PROBLEM STATEMENT — The answer must consist only of the lines from the line with "Support performance testing against CoreOS" to the line with "#blktrace -w 40 -d /dev/sdf", both included, exactly as they stand below.

DATA LISTING —

PR #320, opened 2018-10-26
Support performance testing against CoreOS

LiliDeng:
Run below cases against CoreOS CoreOS Stable Latest and canonical ubuntuserver 18.04-lts Latest
PERF-NETWORK-TCP-NETPERF-SINGLE-PPS-Synthetic
PERF-NETWORK-TCP-NETPERF-MAX-PPS-Synthetic
PERF-NETWORK-TCP-SINGLE-CONNECTION-THROUGHPUT-Synthetic
PERF-STORAGE-4K-IO
PERF-NETWORK-TCP-LATENCY-MULTICONNECTION-Synthetic
PERF-NETWORK-TCP-THROUGHPUT-MULTICONNECTION-NTTTCP-Synthetic

### DIFF
--- a/Testscripts/Linux/perf_fio.sh
+++ b/Testscripts/Linux/perf_fio.sh
@@ -97,12 +97,12 @@ RunFIO()
 	io_increment=128
 
 	####################################
-	echo "Test log created at: ${LOGFILE}"
-	echo "===================================== Starting Run $(date +"%x %r %Z") ================================"
-	echo "===================================== Starting Run $(date +"%x %r %Z") script generated 2/9/2015 4:24:44 PM ================================" >> $LOGFILE
+	LogMsg "Test log created at: ${LOGFILE}"
+	LogMsg "===================================== Starting Run $(date +"%x %r %Z") ================================"
+	LogMsg "===================================== Starting Run $(date +"%x %r %Z") script generated 2/9/2015 4:24:44 PM ================================"
 
 	chmod 666 $LOGFILE
-	echo "--- Kernel Version Information ---" >> $LOGFILE
+	LogMsg "--- Kernel Version Information ---"
 	uname -a >> $LOGFILE
 	cat /proc/version >> $LOGFILE
 	if [ -f /usr/share/clear/version ]; then
@@ -110,7 +110,7 @@ RunFIO()
 	elif [ -f /etc/*-release ]; then
 		cat /etc/*-release >> $LOGFILE
 	fi
-	echo "--- PCI Bus Information ---" >> $LOGFILE
+	LogMsg "--- PCI Bus Information ---"
 	lspci >> $LOGFILE
 	df -h >> $LOGFILE
 	fio --cpuclock-test >> $LOGFILE
@@ -137,10 +137,10 @@ RunFIO()
 				#mkdir $blk_operation
 				#blktrace -w 40 -d /dev/sdf -D $blk_operation &
 				#blktrace -w 40 -d /dev/sdm -D $blk_operation &
-				echo "-- iteration ${iteration} ----------------------------- ${testmode} test, ${io}K bs, ${Thread} threads, ${numjobs} jobs, 5 minutes ------------------ $(date +"%x %r %Z") ---" >> $LOGFILE
+				LogMsg "-- iteration ${iteration} ----------------------------- ${testmode} test, ${io}K bs, ${Thread} threads, ${numjobs} jobs, 5 minutes ------------------ $(date +"%x %r %Z") ---"
 				LogMsg "Running ${testmode} test, ${io}K bs, ${Thread} threads ..."
 				jsonfilename="${JSONFILELOG}/fio-result-${testmode}-${io}K-${Thread}td.json"
-				echo "${fio_cmd} $FILEIO --readwrite=${testmode} --bs=${io}K --runtime=${ioruntime} --iodepth=${Thread} --numjobs=${numjobs} --output-format=json --output=${jsonfilename} --name='iteration'${iteration}" >> $LOGFILE
+				LogMsg "${fio_cmd} $FILEIO --readwrite=${testmode} --bs=${io}K --runtime=${ioruntime} --iodepth=${Thread} --numjobs=${numjobs} --output-format=json --output=${jsonfilename} --name='iteration'${iteration}"
 				$fio_cmd $FILEIO --readwrite=$testmode --bs=${io}K --runtime=$ioruntime --iodepth=$Thread --numjobs=$numjobs --output-format=json --output=$jsonfilename --name="iteration"${iteration} >> $LOGFILE
 				#fio $FILEIO --readwrite=$testmode --bs=${io}K --runtime=$ioruntime --iodepth=$Thread --numjobs=$numjobs --name="iteration"${iteration} --group_reporting >> $LOGFILE
 				iostatPID=`ps -ef | awk '/iostat/ && !/awk/ { print $2 }'`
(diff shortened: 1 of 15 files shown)


Testscripts/Linux/perf_fio.sh
```diff
@@ -102,11 +102,6 @@ RunFIO()
 	echo "===================================== Starting Run $(date +"%x %r %Z") script generated 2/9/2015 4:24:44 PM ================================" >> $LOGFILE
 
 	chmod 666 $LOGFILE
-	echo "Preparing Files: $FILEIO"
-	echo "Preparing Files: $FILEIO" >> $LOGFILE
-	LogMsg "Preparing Files: $FILEIO"
-	# Remove any old files from prior runs (to be safe), then prepare a set of new files.
-	rm fiodata
```
juhlee-microsoft: any reason deleting this line?

Testscripts/Linux/perf_fio.sh
```diff
@@ -153,19 +140,22 @@ RunFIO()
 				echo "-- iteration ${iteration} ----------------------------- ${testmode} test, ${io}K bs, ${Thread} threads, ${numjobs} jobs, 5 minutes ------------------ $(date +"%x %r %Z") ---" >> $LOGFILE
 				LogMsg "Running ${testmode} test, ${io}K bs, ${Thread} threads ..."
 				jsonfilename="${JSONFILELOG}/fio-result-${testmode}-${io}K-${Thread}td.json"
-				fio $FILEIO --readwrite=$testmode --bs=${io}K --runtime=$ioruntime --iodepth=$Thread --numjobs=$numjobs --output-format=json --output=$jsonfilename --name="iteration"${iteration} >> $LOGFILE
+				echo "${fio_cmd} $FILEIO --readwrite=${testmode} --bs=${io}K --runtime=${ioruntime} --iodepth=${Thread} --numjobs=${numjobs} --output-format=json --output=${jsonfilename} --name='iteration'${iteration}" >> $LOGFILE
```
juhlee-microsoft: @LiliDeng There are many 'echo' statement in this script. If needed, can we placed with LogMsg? It intends to keep the log for later review. 'echo' output will be gone after run-time.

Testscripts/Linux/perf_fio.sh
```diff
@@ -203,20 +193,6 @@ CreateRAID0()
 	LogMsg "INFO: Creating RAID of ${count} devices."
 	sleep 1
 	mdadm --create ${mdVolume} --level 0 --raid-devices ${count} /dev/sd[c-z][1-5]
-	sleep 1
```
juhlee-microsoft: Help me understand why those lines removal

Testscripts/Linux/perf_fio.sh
```diff
@@ -245,16 +221,6 @@ CreateLVM()
 	pvcreate /dev/sd[c-z][1-5]
 	vgcreate ${vggroup} /dev/sd[c-z][1-5]
 	lvcreate -l 100%FREE -i 12 -I 64 ${vggroup} -n lv1
-	time mkfs -t $1 -F /dev/${vggroup}/lv1
```
juhlee-microsoft: ditto

Testscripts/Linux/perf_netperf.sh
```diff
@@ -92,56 +91,63 @@ fi
...
     max_port=30031
     while [ $current_port -le $max_port ]; do
-        server_command="netserver -p $current_port > netperf-server-output.txt 2>&1"
+        server_command="nohup ${netperf_cmd} netserver -p $current_port -D > netperf-server-output.txt 2>&1 &"
         ssh ${server} $server_command
         LogMsg "Executed: $server_command"
         current_port=$(($current_port+1))
     done
-    #Start the sar monitor on server.
-    server_sar_command="sar -n DEV 1 ${test_duration} > netperf-server-sar-output.txt"
```
juhlee-microsoft: This monitoring statement is needed.

Testscripts/Windows/PERF-STORAGE-MULTIDISK-RAID0-FIO.ps1
```diff
@@ -46,7 +46,7 @@ chmod 666 /root/perf_fio.csv
         RemoteCopy -uploadTo $testVMData.PublicIP -port $testVMData.SSHPort -files ".\$constantsFile,.\$LogDir\StartFioTest.sh,.\$LogDir\ParseFioTestLogs.sh" -username "root" -password $password -upload
         RemoteCopy -uploadTo $testVMData.PublicIP -port $testVMData.SSHPort -files $currentTestData.files -username "root" -password $password -upload
         $out = RunLinuxCmd -ip $testVMData.PublicIP -port $testVMData.SSHPort -username "root" -password $password -command "chmod +x *.sh" -runAsSudo
-        $testJob = RunLinuxCmd -ip $testVMData.PublicIP -port $testVMData.SSHPort -username "root" -password $password -command "./StartFioTest.sh" -RunInBackground -runAsSudo
+        $testJob = RunLinuxCmd -ip $testVMData.PublicIP -port $testVMData.SSHPort -username "root" -password $password -command "bash StartFioTest.sh" -RunInBackground -runAsSudo
```
juhlee-microsoft: Are all distro support bash by default? this creates a new bash session to tun StartFioTest.sh vs. the previous line means it happens in the same session. It is different. (tip. IPC, folk)

Testscripts/Linux/perf_fio.sh
LiliDeng: We changed fio run against file into run against device directly. On azure, we can't see much differences on Azure, since results reaches limit. But it has better results on Hyper-V. Also for run against device, it no need to prepare file any more. Save much time.

Testscripts/Linux/perf_fio.sh
LiliDeng: @juhlee-microsoft Ok, I will replace them. Thanks for the advice.

Testscripts/Linux/perf_fio.sh
LiliDeng: @juhlee-microsoft run against device directly, no need make file system and mount any more.

Testscripts/Linux/perf_netperf.sh
LiliDeng: @juhlee-microsoft I move these line backwards. based my understanding, it is meaningful when client started. So I move monitoring server part after start client. Let know my understanding is not correct.

Testscripts/Windows/PERF-STORAGE-MULTIDISK-RAID0-FIO.ps1
LiliDeng: @juhlee-microsoft It is hard to explain here, because I didn't know the root cause. If I didn't add bash here, these two lines in file StartFioTest.sh won't execute against coreos.

. utils.sh
collect_VM_properties

lizzha: @juhlee-microsoft as far as I know, we haven't met a distro in our test that doesn't support bash

LiliDeng: @juhlee-microsoft I ran test against ubuntu (regression) and coreos (functional), and send results to you last week, I will run against RHEL today.

juhlee-microsoft: if you ran Ubuntu, then it would be ok without any error.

OUTPUT —
Support performance testing against CoreOS

LiliDeng:
Run below cases against CoreOS CoreOS Stable Latest and canonical ubuntuserver 18.04-lts Latest
PERF-NETWORK-TCP-NETPERF-SINGLE-PPS-Synthetic
PERF-NETWORK-TCP-NETPERF-MAX-PPS-Synthetic
PERF-NETWORK-TCP-SINGLE-CONNECTION-THROUGHPUT-Synthetic
PERF-STORAGE-4K-IO
PERF-NETWORK-TCP-LATENCY-MULTICONNECTION-Synthetic
PERF-NETWORK-TCP-THROUGHPUT-MULTICONNECTION-NTTTCP-Synthetic

### DIFF
--- a/Testscripts/Linux/perf_fio.sh
+++ b/Testscripts/Linux/perf_fio.sh
@@ -97,12 +97,12 @@ RunFIO()
 	io_increment=128
 
 	####################################
-	echo "Test log created at: ${LOGFILE}"
-	echo "===================================== Starting Run $(date +"%x %r %Z") ================================"
-	echo "===================================== Starting Run $(date +"%x %r %Z") script generated 2/9/2015 4:24:44 PM ================================" >> $LOGFILE
+	LogMsg "Test log created at: ${LOGFILE}"
+	LogMsg "===================================== Starting Run $(date +"%x %r %Z") ================================"
+	LogMsg "===================================== Starting Run $(date +"%x %r %Z") script generated 2/9/2015 4:24:44 PM ================================"
 
 	chmod 666 $LOGFILE
-	echo "--- Kernel Version Information ---" >> $LOGFILE
+	LogMsg "--- Kernel Version Information ---"
 	uname -a >> $LOGFILE
 	cat /proc/version >> $LOGFILE
 	if [ -f /usr/share/clear/version ]; then
@@ -110,7 +110,7 @@ RunFIO()
 	elif [ -f /etc/*-release ]; then
 		cat /etc/*-release >> $LOGFILE
 	fi
-	echo "--- PCI Bus Information ---" >> $LOGFILE
+	LogMsg "--- PCI Bus Information ---"
 	lspci >> $LOGFILE
 	df -h >> $LOGFILE
 	fio --cpuclock-test >> $LOGFILE
@@ -137,10 +137,10 @@ RunFIO()
 				#mkdir $blk_operation
 				#blktrace -w 40 -d /dev/sdf -D $blk_operation &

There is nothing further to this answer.